Process safety and stuxnet worm?

Of late a number of articles are appearing on impact of stuxnet worm on process safety and it is an eye opener for me. Though, I am bothered about safety of my computer at home and office, it never occurred to me that this can lead to accidents in plants which are operated from computers. Possibly, this is due to the fact that only limited sections are operated from computers in the facilities which I saw all along.
Now that I am aware of this stuxnet worm and its cousins that can affect process safety, I though what we can do to prevent such process safety hazards and following are some that came to my mind.

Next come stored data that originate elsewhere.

PR #4609, opened 2022-03-03
Hyper-parameter Choice in Retiarii

ultmaster:
### Description ###

**Why?** Currently ValueChoice can be only used as arguments of `basic_unit`. There are so many other use cases it can't handle. For example, arguments of `torch.zeros`, arguments of functions used in forward, or arbitrary for-loop and if-condition. Note that these cases can be simply implemented (with config) if users are NOT using NNI). That means, Retiarii is becoming a framework burden when users are trying to implement these search spaces.

**How?** Proposed in this PR is a new API called HyperParameterChoice. It's just like a config of model. Users only need to declare it. It automatically registers itself into the model wrapper, and they can use it just like a normal python value.

**Limitations.** It only supports multi-trial NAS with Python execution engine. For more powerful support from Retiarii, other APIs like ValueChoice, Repeat are still highly recommended.

### Checklist ###
  - [x] test case
  - [ ] doc


nni/retiarii/utils.py
```diff
@@ -115,43 +117,78 @@ def top(cls, key: str) -> Any:
...
         # For example, currently the top of stack is [1, 2, 2], and [1, 2, 2, 3] is used,
         # the next thing up is [1, 2, 2, 4].
         # `reset_uid` to count from zero for "model_wrapper_1_2_2_4"
         try:
-            current_context = ContextStack.top(self.key)
-            next_uid = uid(self._simple_name(self.key, current_context))
-            ContextStack.push(self.key, current_context + [next_uid])
-            reset_uid(self._simple_name(self.key, current_context + [next_uid]))
+            parent_context: 'ModelNamespace' = ModelNamespace.current_context(self.key)
+            next_uid = uid(parent_context._simple_name())
```
QuanluZhang, line 149: why using uid rather than string (e.g., module name)

QuanluZhang (approved):

nni/retiarii/utils.py
matluster: We can't get module name because they are assigned in the parent module. At least not without hacks like `inspect.get_frame`.

Instead, uid is simple and globally unique.

liuzhe-lz (approved):

PR #4612, opened 2022-03-03
[doc] experiment refactor

QuanluZhang:


docs/source/tutorials/hello_nas.rst
```diff
@@ -496,7 +496,7 @@ Visualize the Experiment
 
 Users can visualize their experiment in the same way as visualizing a normal hyper-parameter tuning experiment.
 For example, open ``localhost:8081`` in your browser, 8081 is the port that you set in ``exp.run``.
-Please refer to :doc:`here </experiment/webportal>` for details.
+Please refer to :doc:`here </experiment/webui>` for details.
```
ultmaster, line 499: Please don't modify this file directly. Instead, modify the examples python code, and rerun `make html` to build the rst.

QuanluZhang: got it. it is pretty easy to make this mistake, we should come up with an approach to avoid such mistake

PR #4618, opened 2022-03-04
[doc] Full reference TOC

ultmaster:
### Description ###

Add a reference TOC with auto-summary.

Some files need ``__all__`` to make pipeline happy. However, it doesn't mean that other files with `__all__` don't need one. Ideally, they all should have `__all__` to avoid situations like this:

image

There are many classes not written by NNI got rendered. I'll try to solve it by patching autosummary. If it doesn't work, we have to examine `__all__` of all the files.

### Checklist ###
  - [x] test case - no need
  - [x] doc


ultmaster:
Some changes are from #4613

PR #4669, opened 2022-03-21
Typehint and copyright header

liuzhe-lz:
### Description ###

Add type check to pipeline.

Currently NAS and compression are not verified.

In `pyrightconfig.json`:

```json
{
    "ignore": [
        "nni/algorithms",
        "nni/common/device.py",
        "nni/common/graph_utils.py",
        "nni/common/serializer.py",
        "nni/compression",
        "nni/nas",
        "nni/retiarii",
        "nni/smartparam.py",
        "nni/tools"
    ]
}
```

### Checklist ###
  - ~~test case~~
  - ~~doc~~

### How to test ###

No need.


nni/typehint.py
```diff
@@ -0,0 +1,34 @@
...
+    TrialMetric: TypeAlias = float
+
+    class TrialRecord(TypedDict):
+        parameter: Parameters
+        value: TrialMetric
+
+else:
+    from typing import Any
+
+    Literal = Any
```
matluster, line 28: from typing_extension import?

ultmaster (approved):

nni/common/hpo_utils/validation.py
```diff
@@ -1,8 +1,10 @@
 # Copyright (c) Microsoft Corporation.
 # Licensed under the MIT license.
 
+from __future__ import annotations
+
 import logging
-from typing import Any, List, Optional
+from typing import Any
```
J-shang, line 7: we recommended using `list` not `List`, and `| None` not `Optional`?

J-shang (approved):

nni/common/hpo_utils/validation.py
cruiseliu: I personally prefer the new way. It think it looks much cleaner, and is closer to TypeScript style, which saves mental context switch overhead for me.

cruiseliu: If other modules choose to use 3.7 grammar, I think it's pretty okay and no need to change.
Notably `nni.experiment.config` will keep 3.7 grammar for years. Because it needs runtime checking and I'm afraid new grammar will not work.

PR #4670, opened 2022-03-21
Try to solve conflicts

liuzhe-lz:
### Checklist ###
  - [ ] test case
  - [ ] doc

1. As the worm has to enter through internet / removable disks, these computers should not be connected to internet.
2. There should not be any provision to use pen drives, floppy drives, CDs.

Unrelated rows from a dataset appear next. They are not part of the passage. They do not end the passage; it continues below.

PR #4679, opened 2022-03-22
Deduplicate generated parameters for TPE and Random

liuzhe-lz:
### Description ###

Users have complained about new TPE generating duplicate parameters.

This PR ensures that TPE and Random will never generate same params. When the search space is exhausted, they raise no more trial.

### Checklist ###
  - [x] test case
  - [x] doc

### How to test ###

Run HPO experiment with TPE and Random tuner on small search space. Check the parameters are different.

### DIFF
--- a/nni/common/hpo_utils/dedup.py
+++ b/nni/common/hpo_utils/dedup.py
@@ -1,0 +1,66 @@
+# Copyright (c) Microsoft Corporation.
+# Licensed under the MIT license.
+
+"""
+Deduplicate repeated parameters.
+"""
+
+import logging
+
+import nni
+from .formatting import deformat_parameters
+
+_logger = logging.getLogger(__name__)
+
+# TODO:
+# Move main logic of basic tuners (random and grid search) into SDK,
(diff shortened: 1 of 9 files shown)


ultmaster (approved):

nni/common/hpo_utils/dedup.py
```diff
@@ -0,0 +1,85 @@
...
+
+        if self._grid_search is None:
+            _logger.info(f'Tuning algorithm generated duplicate parameter: {formatted_parameters}')
+            _logger.info(f'Use grid search for deduplication.')
+            self._init_grid_search()
+
+        while True:
+            new = self._grid_search._suggest()
+            if new is None:
+                raise nni.NoMoreTrialError()
```
J-shang, line 57: gridsearch is a good way to check if it is `NoMoreTrial`, but why directly return a `new` not a `params` re-generated by the original tuner?

J-shang: got it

3. Realtime protection from viruses, worms, etc should be available. For this realtime protection program loading, the server system should be under lock and key control of a senior officer. If it is affected, then this man only is the channel for viruses/worms to enter the system.

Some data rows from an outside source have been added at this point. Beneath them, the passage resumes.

Issue #472, opened 2026-06-03
Auto-timestamps off by default: db.timestamps opt-in + per-list override + skip-when-declared


borisno2:
## Parent

#470

## What to build

Stop unconditionally appending `createdAt`/`updatedAt` to every generated model. Auto-timestamps become OFF by default (acceptable breaking change in beta — see ADR-0004). Re-enable globally with `db: { timestamps: true }`, with a per-list override. When timestamps are enabled and a list already declares its own `createdAt` and/or `updatedAt`, the auto pair must be skipped for the declared field(s) so Prisma never sees a duplicate (`P1012`).

Extract the decision into a small, testable predicate (e.g. `resolveListTimestamps(listConfig, dbConfig)`).

## Acceptance criteria

- [ ] By default (no `db.timestamps`), generated models contain NO `createdAt`/`updatedAt` unless the list declares them itself.
- [ ] `db: { timestamps: true }` adds `createdAt DateTime @default(now())` and `updatedAt DateTime @default(now()) @updatedAt` to all lists.
- [ ] A per-list option overrides the global setting (force on or off for one list).
- [ ] With timestamps enabled, a list that declares its own `createdAt` (or `updatedAt`) gets no duplicate auto column (no `P1012`).
- [ ] Generator output tests cover: default off, global on, per-list override, declared-own-no-dup.
- [ ] Changeset added (see `pr-changeset` skill).

## Blocked by

None - can start immediately

PR #498, opened 2026-06-03
feat(cli,core): configurable generator output paths via output config block

borisno2:
Implements #485
Part of #484

## What

Adds an `output` block to `opensaas.config.ts` so `opensaas generate` can relocate the generated Prisma schema and the `.opensaas` bundle — letting it coexist with an existing Keystone `prisma/` during migration without clobbering it. Defaults are unchanged for greenfield projects.

```typescript
export default config({
  output: {
    prismaSchema: 'prisma-opensaas/schema.prisma',
    opensaasDir: 'generated/opensaas',
  },
  // ...
})
```

## How

- **`OutputConfig` type** added to `@opensaas/stack-core` (`output.prismaSchema`, `output.opensaasDir`; defaults `prisma/schema.prisma` and `.opensaas`).
- **New pure resolver** `packages/cli/src/generator/output-paths.ts` — `resolveOutputPaths(cwd, output)` performs no I/O and returns absolute write paths plus the relative cross-references the generated files embed:
  - `prismaConfigSchema` — the schema *directory* relative to the project root, written into `prisma.config.ts`'s `schema` field so the Prisma CLI resolves the relocated schema.
  - `prismaClientOutput` — the patched Prisma client dir relative to the **schema file's** directory (Prisma resolves `generator { output }` from the schema file).
  - `configImport` — `opensaas.config` relative to the **`.opensaas` bundle** dir (used by `context.ts` and `prisma-extensions.ts`, which live inside the bundle).
- `generate.ts` consumes the resolver instead of the hardcoded paths.
- The generator functions (`prisma`, `prisma-config`, `context`, `prisma-extensions`) take optional cross-reference overrides that default to byte-identical historical output.

## Cross-reference computation (the tricky part)

Each cross-reference is computed from the resolved locations so the emitted code still resolves when paths move:

| relocation | `prismaConfigSchema` | `prismaClientOutput` | `configImport` |
|---|---|---|---|
| default | `prisma` | `../.opensaas/prisma-client` | `../opensaas.config` |
| schema → `prisma-opensaas/schema.prisma` | `prisma-opensaas` | `../.opensaas/prisma-client` | `../opensaas.config` |
| bundle → `generated/opensaas` | `prisma` | `../generated/opensaas/prisma-client` | `../../opensaas.config` |
| both relocated | `prisma-opensaas` | `../generated/opensaas/prisma-client` | `../../opensaas.config` |

[...]

PR #501, opened 2026-06-03
feat(cli,core): auto-timestamps off by default with db.timestamps opt-in

borisno2:
Implements #472

Part of #470

## What changed

Stop unconditionally appending `createdAt`/`updatedAt` to every generated model. Auto-timestamps are now **OFF by default** (matching Keystone 6, which never adds them automatically — see ADR-0004), re-enabled globally via `db: { timestamps: true }` with a per-list override.

- **`resolveListTimestamps(listConfig, dbConfig)`** — a small, pure, testable predicate extracted in `packages/cli/src/generator/prisma.ts`. Returns `{ createdAt, updatedAt }` flags. The Prisma generator and the TypeScript `Output` type generator both call it, so generated types stay consistent with the schema.
- **Per-list override wins** over the global setting. When timestamps resolve to on but the list already declares its own `createdAt`/`updatedAt` field, the auto column is skipped for the declared field(s) so Prisma never sees a duplicate (`P1012`).
- **Config types**: added `db.timestamps?: boolean` to `DatabaseConfig` and a per-list `db.timestamps?: boolean` override to `ListConfig`. `DatabaseConfig` is now re-exported from the `@opensaas/stack-core` root.

## Acceptance criteria

- [x] By default (no `db.timestamps`), models contain no `createdAt`/`updatedAt` unless declared by the list.
- [x] `db: { timestamps: true }` adds the auto pair to all lists.
- [x] Per-list option overrides the global setting (force on or off).
- [x] Declared own `createdAt`/`updatedAt` gets no duplicate auto column when enabled.
- [x] Generator output tests: default off, global on, per-list override (both directions), declared-own-no-dup; plus table-driven unit tests for the predicate.
- [x] Changeset added (minor, both packages).

## Notes

- Breaking change to a long-standing default; acceptable in beta per ADR-0004. Apps relying on auto-timestamps should set `db: { timestamps: true }`.
- Singleton `id Int @id @default(1)` is intentionally untouched here (separate issue under #470).
- Updated only the legitimately-changed generator snapshots (all diffs are pure deletions of the auto timestamp lines).

## Verification

- `pnpm build` — green (full monorepo, 11/11 tasks)
- `packages/cli` tests — 225 passed
- `packages/core` tests — 547 passed
- `pnpm lint` — 0 errors (4 pre-existing unrelated warnings), `pnpm manypkg fix`, `pnpm format` — clean

---

### DIFF
--- a/.changeset/auth-derive-from-better-auth.md
+++ b/.changeset/auth-derive-from-better-auth.md
@@ -1,0 +1,25 @@
+---
+'@opensaas/stack-auth': minor
+'@opensaas/stack-core': minor
+'@opensaas/stack-cli': minor
+---
+
+Derive the auth plugin's Auth lists from the better-auth config
+
+`authPlugin` now mirrors the better-auth config a developer writes instead of hardcoding the keys `User`/`Session`/`Account`/`Verification`. Per-model `modelName` becomes the OpenSaaS list key (and a table `@@map`), and the `fields` column map becomes per-field `@map`s. The plugin only ever adds/extends its own derived keys, so an app's separate domain `User` is never overwritten. The runtime `getUser`/`getCurrentUser` helpers now resolve the user list key from the configured user model instead of a hardcoded `'user'`.
+
+Default behaviour (no overrides) is unchanged: the lists are still keyed `User`/`Session`/`Account`/`Verification` with the original field shapes and no `@@map`.
+
+```typescript
+// Adopt existing better-auth tables without a destructive migration
+authPlugin({
+  user: { modelName: 'AuthUser', fields: { name: 'full_name' } },
+  session: { modelName: 'AuthSession', fields: { userId: 'user_id' } },
+  account: { modelName: 'AuthAccount' },
+  verification: { modelName: 'AuthVerification' },
+})
+// -> lists keyed AuthUser/AuthSession/AuthAccount/AuthVerification
+//    with @@map + column @map matching the live tables
+```
+
+Lists also gain a model-level `db.map` option, which emits a `@@map("...")` on the generated Prisma model so a list key can differ from its physical table name.
--- a/.changeset/auth-lists-keep-timestamps.md
+++ b/.changeset/auth-lists-keep-timestamps.md
@@ -1,0 +1,7 @@
+---
+'@opensaas/stack-auth': patch
+---
+
+Keep `createdAt`/`updatedAt` on the auth lists now that auto-timestamps are off by default
+
+The derived auth lists (User/Session/Account/Verification) now opt into `db: { timestamps: true }`. better-auth's adapter writes those columns and the schema converter returns `null` for them assuming the generator injects them, so the opt-in keeps the generated auth models intact.
--- a/.changeset/bright-foxes-relocate.md
+++ b/.changeset/bright-foxes-relocate.md
@@ -1,0 +1,25 @@
+---
+'@opensaas/stack-core': minor
+'@opensaas/stack-cli': minor
+---
+
+Add an `output` config block so `opensaas generate` can relocate the generated Prisma schema and `.opensaas` bundle (e.g. to coexist with an existing Keystone `prisma/` during migration)
+
+Set `output.prismaSchema` and/or `output.opensaasDir` in `opensaas.config.ts` to move where the generator writes. Defaults are unchanged (`prisma/schema.prisma`, `.opensaas/`) when the block is omitted. The generated files' cross-references follow the configured locations: `context.ts`/`prisma-extensions.ts` import `opensaas.config` from the resolved bundle, the Prisma client `generator { output }` points back at the relocated bundle, and the top-level `prisma.config.ts` references the configured schema directory so `prisma` CLI commands keep working.
+
+The pre-existing top-level `opensaasPath` option is preserved: the effective `.opensaas` bundle directory resolves as `output.opensaasDir` > `opensaasPath` > the default `.opensaas`. Setting `opensaasPath` alone still relocates the bundle through the CLI exactly as before; `output.opensaasDir` overrides it when both are set.
+
+```typescript
+export default config({
+  output: {
+    prismaSchema: 'prisma-opensaas/schema.prisma',
+    opensaasDir: 'generated/opensaas',
+  },
+  db: {
+    /* ... */
+  },
+  lists: {
+    /* ... */
+  },
+})
+```
--- a/.changeset/calm-otters-gather.md
+++ b/.changeset/calm-otters-gather.md
@@ -1,0 +1,5 @@
+---
+'@opensaas/stack-core': patch
+---
+
+Re-export the fragment query API (`defineFragment`, `runQuery`, `runQueryOne`, and the `ResultOf`, `RelationSelector`, `QueryArgs` types) from the package root so the documented `import { defineFragment, runQuery, runQueryOne, type ResultOf } from '@opensaas/stack-core'` resolves.
--- a/.changeset/proud-otters-compat.md
+++ b/.changeset/proud-otters-compat.md
@@ -1,0 +1,36 @@
+---
+'@opensaas/stack-core': minor
+'@opensaas/stack-cli': minor
+---
+
+Add opt-in `db.keystoneCompat` mode for Keystone-compatible empty-string text defaults
+
+When migrating from Keystone 6, every non-null text column carries an implicit empty-string default. Set `db: { keystoneCompat: true }` to mirror that: any non-null `text()` column without an explicit `defaultValue` now generates `String @default("")`, so a migrating schema reaches parity without hand-setting `defaultValue: ''` on dozens of columns.
+
+The mode is off by default (greenfield schemas stay clean) and never affects nullable text, fields with an explicit `defaultValue`, or any non-text field — an explicit `text({ defaultValue: 'x' })` always wins.
+
+```typescript
+export default config({
+  db: {
+    provider: 'postgresql',
+    keystoneCompat: true, // non-null text without a default → @default("")
+    prismaClientConstructor: (PrismaClient) => {
+      // ... adapter setup
+    },
+  },
+  lists: {
+    Account: list({
+      fields: {
+        // required text → String @default("")
+        name: text({ validation: { isRequired: true } }),
+        // explicit default still wins → String @default("PLEASE_UPDATE")
+        status: text({ validation: { isRequired: true }, defaultValue: 'PLEASE_UPDATE' }),
+        // nullable text is untouched → String?
+        bio: text(),
+      },
+    }),
+  },
+})
+```
+
+See ADR-0004 for the full Keystone-compatible generator defaults.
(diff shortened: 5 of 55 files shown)


borisno2 (commented):
## Review: auto-timestamps off by default (`db.timestamps` opt-in)

**Verdict: REQUEST CHANGES** (posted as a Comment because GitHub blocks a formal Request-Changes when the reviewer authored the PR — treat this as Request Changes). The core generator change is clean and well-tested, but it silently breaks the first-party `@opensaas/stack-auth` plugin and the `auth-demo` example.

The mechanism itself is good: `resolveListTimestamps(listConfig, dbConfig)` is a pure, table-tested predicate; the Prisma generator and the TypeScript `Output` generator both call it so schema and types stay in lockstep; per-list override and skip-when-declared (no `P1012`) are correctly implemented; the snapshot churn is genuinely pure deletion of the auto pair (none of the snapshotted lists declared their own `createdAt`/`updatedAt`, so this is not silent column loss). ADR-0004 records the decision.

### Blocker

**1. The auth plugin lists lose `createdAt`/`updatedAt`, which breaks better-auth at runtime.**

`packages/auth/src/lists/index.ts` (`createUserList`/`createSessionList`/`createAccountList`/`createVerificationList`) does not declare `createdAt`/`updatedAt`, and the auth plugin (`packages/auth/src/config/plugin.ts`) never sets `db: { timestamps: true }`. better-auth's adapter writes `createdAt`/`updatedAt` on user/session/account/verification — in fact `packages/auth/src/server/schema-converter.ts` (`convertField`) explicitly returns `null` for `createdAt`/`updatedAt`, treating them as "auto-generated by OpenSaaS." That assumption is exactly what this PR removes.

Consequence: after this merges, any auth app that runs `pnpm generate` (default `timestamps` off, no declared fields) produces user/session/account/verification models with no `createdAt`/`updatedAt`. `db push` drops those columns and better-auth sign-up/session writes fail at runtime.

This is visible in the repo today: the committed `examples/auth-demo/prisma/schema.prisma` still has `createdAt`/`updatedAt` on User/Session/Account/Verification (and Post). That generated file was **not** regenerated in this PR, so the diff looks clean while the example is actually stale and now inconsistent with its own config.

Fix options (either is fine):
- Have the auth lists opt in via the new per-list option — set `db: { timestamps: true }` on each list returned by `getAuthLists` / `convertTableToList` (preferred: it uses the very mechanism this PR adds and keeps the columns the converter assumes exist), **or**
- Declare `createdAt`/`updatedAt` explicitly on those lists and stop skipping them in `schema-converter.ts`.

Then regenerate and commit `examples/auth-demo/prisma/schema.prisma` (and any other example running `authPlugin` / relying on the auto pair) so the checked-in schema matches the new behaviour. Without this, a first-party plugin ships broken on a default-on path.

### Non-blocking

**2. `any` leaks into a public signature.** `resolveListTimestamps(listConfig: ListConfig<any>, …)` is exported from `@opensaas/stack-cli`, so `ListConfig<any>` is now part of the public surface (the repo guideline disallows `any` in external types). The predicate only reads `db`/`fields`, which are invariant across the generic, so `ListConfig<TypeInfo>` (importing `TypeInfo` from `@opensaas/stack-core/extend`, as the test file already does) would express this without `any` or the eslint-disable. The internal `generateModelOutputType` use is less critical but could get the same treatment. Consistent with the existing `ListConfig<any>` pattern in the auth package, so it's a "would be nice," not a gate.

### Confirmed good
- `resolveListTimestamps` is pure and table-driven-tested (default off, global on, both override directions, declared-own skip for one and both). The TS types generator reuses it — Output types track the schema.
- Skip-when-declared verified for single and dual declared timestamps (no duplicate / `P1012`).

4. A realtime standby system operating on a different mode should be available (diversity in redundancy).
5. Backup should be taken in every shift.
6. The persons manning the control room should change their dress totally in the change room and enter with company provided dress before entering control room / server room.
7. Control room, server room, etc should be under surveillance.
8. As it is seen in the movie Die Hard (2?) of taking over all control systems by connecting from distance, the cables connecting servers with plant data monitoring and control cables should be secured and any attempt to interfere should be sensed and alarmed.
9. Like railway gangmen check the rail tracks regularly, cable system should be checked physically also by authorized staff.

Above are some thoughts which came to me for ensuring process safety from worms like stuxnet. I have to understand about how plants are operated from computers and what are their defence systems.

Process Safety Management - for whom?

Everybody says process safety management (PSM) without knowing or having commitment. Many may be thinking it as day-to-day plant operation. In this regard, to identify, evaluate and control hazards in chemical plants, OSHA has given guidelines and can be read here.
It must be understood that by doing PSM, we are doing favour to ourselves and not to others. Even, production cost can be brought down, if we do PSM sincerely and follow it. If we do not care to spillages/leakages of chemicals, air, steam; do not care to study in detail before going for a new process / chemical / modification; do not make checklists for operations, then it means that enough attention is not paid for plant operations and it adds to cost of production by way of wastage, inefficient operation, accidents, and so on.
We should not feel like Alice in the wonder land when the unidentified hazards manifest into incidents/ accidents. One may feel stressed to follow the safety principles all the while. But, the stress will be more and can also lead to penalties and punishments when there is loss of life/damage to environment/property.
Many times when we land into simple accidents outside factory, we vow not to repeat such mistakes. But, when we commit such mistakes in a factory, the consequences will be very high and at that time we can move the time back to correct our mistakes. There is no time machine yet available to correct ourselves otherthan following safety principles in toto.